KV-cache: in autoregressive generation, keys and values of previous tokens are cached. Without cache: O(n²) operations to generate n tokens. With cache: O(n). Bottleneck for long context: cache of 32K tokens × 70B = 40 GB.

vLLM: PagedAttention — managing KV cache as OS virtual memory. Continuous batching: efficiently process different requests of varying lengths. 24× higher throughput vs naive serving.

Numerical Example

Apache Spark WordCount on a 10-node cluster, 1 TB text file:

MapReduce (Hadoop): ~45 minutes (disk I/O dominates)
Spark (RDD, in-memory): ~8 minutes (6× speedup)
Spark (DataFrame + Parquet): ~3 minutes (columnar storage + Catalyst)

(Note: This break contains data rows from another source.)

PR #1972, opened 2023-04-06
[convertutf] Add package

Qudix:
Add [`convertutf`](https://github.com/xmake-mirror/convertutf)

Pre-requisite for `simpleini`

### DIFF
--- a/packages/c/convertutf/xmake.lua
+++ b/packages/c/convertutf/xmake.lua
@@ -13,7 +13,7 @@ package("convertutf")
                 set_languages("c99")
                 add_files("ConvertUTF.c")
                 add_headerfiles("ConvertUTF.h")
-                if is_kind("shared") then
+                if is_plat("windows") and is_kind("shared") then
                     add_rules("utils.symbols.export_all")
                 end
         ]])
--- a/packages/c/convertutf/xmake.lua
+++ b/packages/c/convertutf/xmake.lua
@@ -13,8 +13,13 @@ package("convertutf")
                 set_languages("c99")
                 add_files("ConvertUTF.c")
                 add_headerfiles("ConvertUTF.h")
+                if is_kind("shared") then
+                    add_rules("utils.symbols.export_all")
+                end
         ]])
-        import("package.tools.xmake").install(package)
+        local configs = {}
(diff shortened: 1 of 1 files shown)


packages/c/convertutf/xmake.lua
```diff
@@ -0,0 +1,22 @@
...
+    add_versions("v1.0.1", "ecd79378cc9f24034a2edebf5f198e84c9eb8046261f8208908d2b29d4fa4d99")
+
+    on_install(function (package)
+        io.writefile("xmake.lua", [[
+            target("convertutf")
+                set_kind("$(kind)")
+                set_languages("c99")
+                add_files("ConvertUTF.c")
+                add_headerfiles("ConvertUTF.h")
+        ]])
```
waruqi, line 16: please add shared/static

https://github.com/xmake-io/xmake-repo/blob/47a1bd8a326ba23202adfb78797f2d3b115665f6/packages/z/zlib/xmake.lua#L66

Qudix: I don't believe it exports anything so it may be best to make it static only

waruqi: We can force to export it. see 

https://github.com/xmake-io/xmake-repo/blob/47a1bd8a326ba23202adfb78797f2d3b115665f6/packages/l/libimagequant/xmake.lua#L21-L23

Qudix: Oh, interesting. I'll give that a shot.

packages/c/convertutf/xmake.lua
```diff
@@ -0,0 +1,27 @@
...
+    add_versions("v1.0.1", "ecd79378cc9f24034a2edebf5f198e84c9eb8046261f8208908d2b29d4fa4d99")
+
+    on_install(function (package)
+        io.writefile("xmake.lua", [[
+            target("convertutf")
+                set_kind("$(kind)")
+                set_languages("c99")
+                add_files("ConvertUTF.c")
+                add_headerfiles("ConvertUTF.h")
+                if is_kind("shared") then
```
waruqi, line 16: add `is_plat("windows")`

we need only export it for windows.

PageRank calculation for a graph of 1B nodes:

MapReduce: 60 iterations × 5 min = 5 hours
Spark with cacheRDD: 60 iterations × 30 sec = 30 minutes

Assignment: (1) Implement Word2Vec on PySpark MLlib on a text corpus (Wikidump 1GB). Measure time and quality (analogies like king−man+woman). (2) Implement ALS for collaborative filtering on MovieLens 20M. Hyperparameters: rank=50, maxIter=10, regParam=0.1. Compute RMSE. (3) Profile execution: Spark UI → which stage takes the most time? How can it be improved?